(Exercise inputs Opens)
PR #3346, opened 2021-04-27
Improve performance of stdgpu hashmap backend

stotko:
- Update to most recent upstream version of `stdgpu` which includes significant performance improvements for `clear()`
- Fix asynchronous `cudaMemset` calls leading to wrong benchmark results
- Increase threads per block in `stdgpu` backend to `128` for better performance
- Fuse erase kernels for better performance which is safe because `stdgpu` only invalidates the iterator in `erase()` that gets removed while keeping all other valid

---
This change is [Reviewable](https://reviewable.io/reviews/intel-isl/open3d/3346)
(Exercise inputs Closes)
(Exercise inputs Opens)
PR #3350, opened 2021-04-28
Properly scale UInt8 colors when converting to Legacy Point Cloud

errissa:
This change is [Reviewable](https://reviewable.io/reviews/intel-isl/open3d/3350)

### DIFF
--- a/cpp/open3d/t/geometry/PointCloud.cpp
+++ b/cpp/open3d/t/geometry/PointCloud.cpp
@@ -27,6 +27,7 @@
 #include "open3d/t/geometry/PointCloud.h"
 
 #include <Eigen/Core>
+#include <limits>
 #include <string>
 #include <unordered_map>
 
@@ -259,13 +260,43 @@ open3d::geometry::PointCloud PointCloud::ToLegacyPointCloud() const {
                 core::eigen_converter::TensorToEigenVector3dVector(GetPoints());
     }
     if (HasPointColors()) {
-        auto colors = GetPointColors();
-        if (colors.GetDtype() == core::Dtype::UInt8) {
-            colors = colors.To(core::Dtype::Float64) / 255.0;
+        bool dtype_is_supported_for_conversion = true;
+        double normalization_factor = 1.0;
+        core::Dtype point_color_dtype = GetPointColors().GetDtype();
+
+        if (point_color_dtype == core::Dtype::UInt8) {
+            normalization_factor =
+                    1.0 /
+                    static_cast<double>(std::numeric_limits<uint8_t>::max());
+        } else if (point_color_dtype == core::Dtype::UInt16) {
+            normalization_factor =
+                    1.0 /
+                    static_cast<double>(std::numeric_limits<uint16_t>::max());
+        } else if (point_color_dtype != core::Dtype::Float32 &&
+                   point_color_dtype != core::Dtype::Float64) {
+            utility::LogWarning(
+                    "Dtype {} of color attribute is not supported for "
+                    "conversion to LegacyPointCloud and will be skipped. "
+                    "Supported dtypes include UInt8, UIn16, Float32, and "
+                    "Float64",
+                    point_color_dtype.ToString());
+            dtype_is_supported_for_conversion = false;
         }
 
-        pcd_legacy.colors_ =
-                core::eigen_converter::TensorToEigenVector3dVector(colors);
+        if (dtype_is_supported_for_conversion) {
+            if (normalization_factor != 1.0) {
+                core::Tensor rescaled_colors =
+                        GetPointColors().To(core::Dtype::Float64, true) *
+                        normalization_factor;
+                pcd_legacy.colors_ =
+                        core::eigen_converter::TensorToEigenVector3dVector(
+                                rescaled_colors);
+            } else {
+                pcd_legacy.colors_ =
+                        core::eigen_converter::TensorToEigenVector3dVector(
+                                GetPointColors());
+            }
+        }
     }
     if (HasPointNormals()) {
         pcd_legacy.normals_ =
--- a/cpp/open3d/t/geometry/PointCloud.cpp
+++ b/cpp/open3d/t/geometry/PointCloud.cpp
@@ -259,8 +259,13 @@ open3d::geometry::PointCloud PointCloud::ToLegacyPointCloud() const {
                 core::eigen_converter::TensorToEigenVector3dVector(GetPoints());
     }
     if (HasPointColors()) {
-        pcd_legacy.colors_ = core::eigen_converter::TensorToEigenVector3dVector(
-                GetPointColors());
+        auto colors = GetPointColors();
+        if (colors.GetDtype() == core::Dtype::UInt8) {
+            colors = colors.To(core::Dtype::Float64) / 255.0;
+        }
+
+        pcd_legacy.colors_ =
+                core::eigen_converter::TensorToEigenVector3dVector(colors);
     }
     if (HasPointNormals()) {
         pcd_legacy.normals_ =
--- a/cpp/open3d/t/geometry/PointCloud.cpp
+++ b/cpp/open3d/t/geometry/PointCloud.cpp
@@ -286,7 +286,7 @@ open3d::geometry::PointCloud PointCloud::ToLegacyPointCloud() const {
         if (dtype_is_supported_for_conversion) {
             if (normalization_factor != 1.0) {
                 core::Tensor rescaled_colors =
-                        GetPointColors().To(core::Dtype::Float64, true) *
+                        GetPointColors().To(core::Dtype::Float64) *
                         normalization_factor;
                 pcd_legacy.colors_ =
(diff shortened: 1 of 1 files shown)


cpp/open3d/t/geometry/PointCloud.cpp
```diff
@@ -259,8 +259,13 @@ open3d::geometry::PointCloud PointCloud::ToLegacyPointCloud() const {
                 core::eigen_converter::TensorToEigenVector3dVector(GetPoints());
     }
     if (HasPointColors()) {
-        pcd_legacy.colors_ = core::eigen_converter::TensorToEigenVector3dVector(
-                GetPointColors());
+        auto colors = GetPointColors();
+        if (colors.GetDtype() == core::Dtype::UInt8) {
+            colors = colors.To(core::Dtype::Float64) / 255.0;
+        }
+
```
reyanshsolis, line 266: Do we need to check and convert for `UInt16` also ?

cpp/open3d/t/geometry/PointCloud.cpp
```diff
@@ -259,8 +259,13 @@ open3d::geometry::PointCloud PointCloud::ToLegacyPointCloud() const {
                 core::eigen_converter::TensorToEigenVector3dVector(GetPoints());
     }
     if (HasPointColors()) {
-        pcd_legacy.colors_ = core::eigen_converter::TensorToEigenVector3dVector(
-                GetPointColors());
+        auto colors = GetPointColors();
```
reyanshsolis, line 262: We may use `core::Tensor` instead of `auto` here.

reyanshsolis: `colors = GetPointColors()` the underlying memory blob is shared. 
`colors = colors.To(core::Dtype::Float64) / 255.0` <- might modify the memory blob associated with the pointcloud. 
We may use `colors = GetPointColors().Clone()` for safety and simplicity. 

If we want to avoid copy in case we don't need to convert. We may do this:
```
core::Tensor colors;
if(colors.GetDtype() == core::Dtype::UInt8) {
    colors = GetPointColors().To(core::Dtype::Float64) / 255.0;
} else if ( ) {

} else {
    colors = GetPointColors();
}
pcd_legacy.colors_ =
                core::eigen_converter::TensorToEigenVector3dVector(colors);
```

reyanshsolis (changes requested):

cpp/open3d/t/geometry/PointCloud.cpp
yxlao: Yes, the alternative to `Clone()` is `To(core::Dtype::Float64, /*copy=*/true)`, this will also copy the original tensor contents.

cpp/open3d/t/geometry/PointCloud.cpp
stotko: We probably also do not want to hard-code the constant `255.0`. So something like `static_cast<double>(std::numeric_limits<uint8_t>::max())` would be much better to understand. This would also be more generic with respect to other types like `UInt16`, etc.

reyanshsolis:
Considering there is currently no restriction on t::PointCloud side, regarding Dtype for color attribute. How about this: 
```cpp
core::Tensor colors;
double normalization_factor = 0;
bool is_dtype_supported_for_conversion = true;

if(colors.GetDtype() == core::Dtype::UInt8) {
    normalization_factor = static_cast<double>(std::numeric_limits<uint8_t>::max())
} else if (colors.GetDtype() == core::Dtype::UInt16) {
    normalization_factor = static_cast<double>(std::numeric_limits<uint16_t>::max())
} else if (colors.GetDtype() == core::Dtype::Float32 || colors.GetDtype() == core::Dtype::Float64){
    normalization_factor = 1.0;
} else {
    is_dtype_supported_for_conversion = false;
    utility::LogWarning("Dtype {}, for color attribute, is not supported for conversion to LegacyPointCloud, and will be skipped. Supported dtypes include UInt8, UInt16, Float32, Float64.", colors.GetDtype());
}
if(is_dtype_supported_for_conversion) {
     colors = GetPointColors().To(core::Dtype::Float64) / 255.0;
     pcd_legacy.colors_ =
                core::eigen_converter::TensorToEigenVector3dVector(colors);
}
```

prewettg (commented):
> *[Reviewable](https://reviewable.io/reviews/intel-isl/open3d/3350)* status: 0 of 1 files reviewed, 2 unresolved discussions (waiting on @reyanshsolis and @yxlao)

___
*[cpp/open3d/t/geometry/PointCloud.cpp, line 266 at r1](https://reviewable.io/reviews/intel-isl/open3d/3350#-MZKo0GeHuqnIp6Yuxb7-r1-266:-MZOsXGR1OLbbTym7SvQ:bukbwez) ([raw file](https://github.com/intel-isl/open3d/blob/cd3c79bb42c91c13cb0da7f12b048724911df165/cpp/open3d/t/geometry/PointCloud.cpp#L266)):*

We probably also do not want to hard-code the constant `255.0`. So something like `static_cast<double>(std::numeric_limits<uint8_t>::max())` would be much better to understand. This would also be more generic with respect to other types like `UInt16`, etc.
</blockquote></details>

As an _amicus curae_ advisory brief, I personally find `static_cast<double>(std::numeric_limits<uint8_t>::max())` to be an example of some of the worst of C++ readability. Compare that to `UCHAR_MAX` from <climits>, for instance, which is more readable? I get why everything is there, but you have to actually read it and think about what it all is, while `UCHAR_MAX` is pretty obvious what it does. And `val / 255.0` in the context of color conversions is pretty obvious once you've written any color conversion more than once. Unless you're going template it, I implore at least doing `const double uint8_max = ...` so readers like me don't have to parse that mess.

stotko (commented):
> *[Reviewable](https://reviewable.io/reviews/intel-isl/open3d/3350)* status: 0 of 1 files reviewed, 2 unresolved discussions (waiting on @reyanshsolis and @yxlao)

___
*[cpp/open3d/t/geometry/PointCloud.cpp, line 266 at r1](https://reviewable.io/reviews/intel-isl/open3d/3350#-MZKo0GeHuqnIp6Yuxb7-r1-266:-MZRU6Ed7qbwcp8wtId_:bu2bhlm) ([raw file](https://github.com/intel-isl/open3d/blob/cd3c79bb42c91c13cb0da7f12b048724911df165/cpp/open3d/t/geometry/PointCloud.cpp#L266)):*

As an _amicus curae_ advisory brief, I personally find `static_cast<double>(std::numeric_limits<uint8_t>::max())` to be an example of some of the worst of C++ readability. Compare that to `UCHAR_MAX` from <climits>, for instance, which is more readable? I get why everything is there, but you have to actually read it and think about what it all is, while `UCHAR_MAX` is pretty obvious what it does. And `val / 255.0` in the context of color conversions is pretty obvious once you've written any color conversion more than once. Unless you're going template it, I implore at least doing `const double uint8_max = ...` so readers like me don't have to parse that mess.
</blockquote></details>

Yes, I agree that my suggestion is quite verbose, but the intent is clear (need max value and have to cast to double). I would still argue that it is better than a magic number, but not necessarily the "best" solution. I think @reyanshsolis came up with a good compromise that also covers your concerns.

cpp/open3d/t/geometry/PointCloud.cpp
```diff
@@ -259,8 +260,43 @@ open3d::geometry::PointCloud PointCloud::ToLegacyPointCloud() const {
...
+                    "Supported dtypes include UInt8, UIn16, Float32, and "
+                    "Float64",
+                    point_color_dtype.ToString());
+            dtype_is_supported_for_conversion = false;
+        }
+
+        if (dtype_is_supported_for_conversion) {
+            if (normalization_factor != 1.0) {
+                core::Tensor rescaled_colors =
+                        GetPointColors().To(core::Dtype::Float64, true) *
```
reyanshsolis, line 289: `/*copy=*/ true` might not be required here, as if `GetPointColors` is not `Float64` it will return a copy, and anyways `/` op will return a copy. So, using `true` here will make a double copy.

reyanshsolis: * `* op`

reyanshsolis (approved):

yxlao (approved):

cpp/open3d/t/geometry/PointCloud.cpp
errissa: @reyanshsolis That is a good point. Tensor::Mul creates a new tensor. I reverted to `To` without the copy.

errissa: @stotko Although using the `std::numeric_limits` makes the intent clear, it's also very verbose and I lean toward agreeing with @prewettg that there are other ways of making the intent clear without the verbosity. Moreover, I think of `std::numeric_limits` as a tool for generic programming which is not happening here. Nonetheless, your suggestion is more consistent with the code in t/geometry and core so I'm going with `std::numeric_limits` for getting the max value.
(Exercise inputs Closes)
* [Work item]:
Copy out the lines above with "errissa" in them.

* [Answer box]:
errissa:
errissa: @reyanshsolis That is a good point. Tensor::Mul creates a new tensor. I reverted to `To` without the copy.
errissa: @stotko Although using the `std::numeric_limits` makes the intent clear, it's also very verbose and I lean toward agreeing with @prewettg that there are other ways of making the intent clear without the verbosity. Moreover, I think of `std::numeric_limits` as a tool for generic programming which is not happening here. Nonetheless, your suggestion is more consistent with the code in t/geometry and core so I'm going with `std::numeric_limits` for getting the max value.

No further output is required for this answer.